Informationskontrolle angesichts steigender Nachfrage
Trotz der Verbote auf dem chinesischen Festland werden Stablecoins von chinesischen Investoren weiterhin häufig genutzt, insbesondere über Offshore-Plattformen oder über außerbörsliche (OTC-)Vermittler.
Das harte Vorgehen gegen Brokerhäuser scheint darauf abzuzielen, die institutionelle Unterstützung zu unterbinden, die die Akzeptanz dieser Vermögenswerte in der Öffentlichkeit bestätigen oder beschleunigen könnte.
Während Hongkong sich weiterhin als reguliertes Krypto-Zentrum für Asien positioniert, unterstreicht Chinas Ansatz den Versuch des Landes, das inländische Finanzverhalten vor externen kryptobezogenen Einflüssen abzuschirmen.
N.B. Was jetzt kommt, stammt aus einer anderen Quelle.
PR #564, opened 2016-04-07
HAWQ-635. QE process does not exit in libhdfs

liming01:
1) The problem is caused by the wrong refs in RpcChannelImpl class, so it run a dead loop when process exiting. I suspect it is caused by the exception thrown by RpcClientImpl::getChannel(), which already addRef(), but doesn't call close() when exception occurs.

2) This problem cannot be fixed by enable SIGNAL handle before calling libhdfs functions, because the clean up process is already called when dead loop occurs.

### DIFF
--- a/depends/libhdfs3/src/rpc/RpcClient.cpp
+++ b/depends/libhdfs3/src/rpc/RpcClient.cpp
@@ -155,8 +155,6 @@ RpcChannel & RpcClientImpl::getChannel(const RpcAuth & auth,
             allChannels[key] = rc;
         }
 
-        rc->addRef();
-
         if (!cleaning) {
             cleaning = true;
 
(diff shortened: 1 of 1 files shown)


liming01:
@wangzw , could you help me to review it?  Thanks.

wangzw:
Sure, will do.

wangzw:
If the issue is caused by the exception thrown by RpcClientImpl::getChannel(). The only chance is that the system run out of memory or fail to create thread.  In either case, you will see error message "RpcClient failed to create a channel to" in HAWQ log. 

Please refer the code in RpcClientImpl::getChannel()


    try {
       ...

        rc->addRef();

        if (!cleaning) {
            cleaning = true;

            if (cleaner.joinable()) {
                cleaner.join();
            }

            CREATE_THREAD(cleaner, bind(&RpcClientImpl::clean, this));
        }
    } catch ...



Isn't it much easier to fix this issue by moving ```rc->addRef();``` to the end of the ```try``` block?

liming01:
@wangzw , yes, I agree with you. Thanks.

xunzhang:
@wangzw this fix seems right.
But in my sight, I think we should limit the usage of `try ... catch` for the consideration of performance. Specially, catch small lines of codes is better. Another advice is that we should try to use `try catch` clause in library code in a flat scope as possible as we could.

Dieser jüngste Schritt wirft Fragen hinsichtlich der langfristigen Perspektiven für die Aufklärung über digitale Vermögenswerte und das Engagement in Festlandchina auf, insbesondere da die globale Diskussion um Stablecoins immer mehr an Bedeutung gewinnt.
Im Gegensatz dazu lassen Chinas Maßnahmen vermuten, dass es solche Vermögenswerte nicht nur als Finanzinstrumente betrachtet, sondern als potenzielles Souveränitätsproblem, insbesondere in einem Währungsumfeld, in dem die Kapitalkontrolle eine zentrale Säule der Wirtschaftsstrategie darstellt.